I'm sure you already know this, but there are lists of foods dogs can't have (macadamia nuts, garlic, onions, chocolate, etc.) So just be careful to avoid those items and Angie will be one happy poodle!


----------



## fjm (Jun 4, 2010)

Mine get raw/home cooked all the time. They are both toys - raw meals are half a chicken wing each, lamb ribs, pork ribs, green tripe, chunks of duck neck when I can get them, or other meaty bones of a suitable size (which excludes the dangerous weight bearing bones!). For the cooked meals I buy balanced pet mince - chicken, turkey, beef, lamb, duck, rabbit, mixed offal etc, etc, - from a specialist supplier, and add in whatever vegetables I have (fresh or frozen), and sometimes kidney, heart, or anything boneless on extra special offer. I am not convinced they need the veg, but it pads the meals out without adding many calories, and they are both looking a bit plump after weeks of foul weather have reduced our daily walks! It all goes into the slow cooker, and is then frozen in portions. Occasionally they get fish - fresh or tinned - or scrambled eggs.

I make liver into treats - too much liver leads to squidgy tummy, but made into cake and biscuits it seems fine.

The cats get similar, without the veg and with a dash of taurine powder - the dogs gobble their own, lick each other's bowls to be sure, and then stand by to do the rinse cycle on the cat bowls too!


----------



## minipoodlelover (Jul 25, 2011)

Thank you both. I was feeding my black mini kibble mixed with cooked chopped beef and that worked well for him. I tried this mix with Angie but it gave her digestive upset, so I've stuck with the two kibbles and alternate them for variety - though from Angie's point of view, it must not seem like much of a variety. I'm going to try some of the foods you've both suggested, one at a time, and give it enough time to let the newness of the food work through her system.

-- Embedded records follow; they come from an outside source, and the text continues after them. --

PR #480, opened 2021-05-05
fix #479: buggy handling of ccall

### LINKED ISSUE #479: TypeError: in typeassert, expected Type, got a value of type Ptr{Nothing}
Julia 1.6
JuliaInterpreter v0.8.14

MWE: 

```julia
using JuliaInterpreter, GLFW, ModernGL

function gen_buffers()
    result = GLuint[0]
    ModernGL.glGenFramebuffers(1, result)
    id = result[1]
    if id <= 0
        error("glGenFramebuffers returned invalid id. OpenGL Context active?")
    end
    return id
end

function test()
    w = GLFW.Window()
    gen_buffers()
end

@interpret test()
```

simeonschaub:
This was quite annoying to track down. The issue here was that
`replace_ssa!` modifies the passed expression, but it is possible for
there to be multiple references to the same copy of an expression in
`stmts`, so the replacement would be accidentally applied twice
generating wrong code.

### DIFF
--- a/src/optimize.jl
+++ b/src/optimize.jl
@@ -25,18 +25,18 @@ function extract_inner_call!(stmt::Expr, idx, once::Bool=false)
     return nothing
 end
 
-function replace_ssa!(@nospecialize(stmt), ssalookup)
-    isa(stmt, Expr) || return nothing
-    for (i, a) in enumerate(stmt.args)
+function replace_ssa(@nospecialize(stmt), ssalookup)
+    isa(stmt, Expr) || return stmt
+    return Expr(stmt.head, Any[
         if isa(a, SSAValue)
-            stmt.args[i] = SSAValue(ssalookup[a.id])
+            SSAValue(ssalookup[a.id])
         elseif isa(a, NewSSAValue)
-            stmt.args[i] = SSAValue(a.id)
+            SSAValue(a.id)
         else
-            replace_ssa!(a, ssalookup)
+            replace_ssa(a, ssalookup)
         end
-    end
-    return nothing
+        for a in stmt.args
+    ]...)
 end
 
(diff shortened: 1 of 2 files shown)


src/optimize.jl
```diff
@@ -25,18 +25,18 @@ function extract_inner_call!(stmt::Expr, idx, once::Bool=false)
...
-            stmt.args[i] = SSAValue(a.id)
+            SSAValue(a.id)
         else
-            replace_ssa!(a, ssalookup)
+            replace_ssa(a, ssalookup)
         end
-    end
-    return nothing
+        for a in stmt.args
+    ]...)
```
pfitzseb, line 39: Isn't splatting a potentially very long vector considered bad form?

Rowan, I recently asked my vet about a vitamin/mineral supplement and he didn't have much to say. Would you mind giving me a recommendation for one? I'm a big believer in good nutrition, including vitamins/minerals.


----------



## Rowan (May 27, 2011)

minipoodlelover said:


> Thank you both. I was feeding my black mini kibble mixed with cooked chopped beef and that worked well for him. I tried this mix with Angie but it gave her digestive upset, so I've stuck with the two kibbles and alternate them for variety - though from Angie's point of view, it must not seem like much of a variety. I'm going to try some of the foods you've both suggested, one at a time, and give it enough time to let the newness of the food work through her system.
> 
> Rowan, I recently asked my vet about a vitamin/mineral supplement and he didn't have much to say. Would you mind giving me a recommendation for one? I'm a big believer in good nutrition, including vitamins/minerals.


I use Dr. Goodpet pet care, pet health care, canine health, dog products, cat products pet products

I ended up using this one as it's the only one my picky poodle will eat. If I put anything else on his food, he'll walk away! LOL The other two will eat anything. They get a "human" EFA (refrigerated) and a human probiotic too---although I keep Dr. Goodpet's Probiotic on hand for when I run out.  My dogs run with me so I figured a vit/min supplement would prevent any deficiencies. Like you, I'm a believer in good nutrition and feel it's good to supplement _just in case_. 

I hope that helps!


----------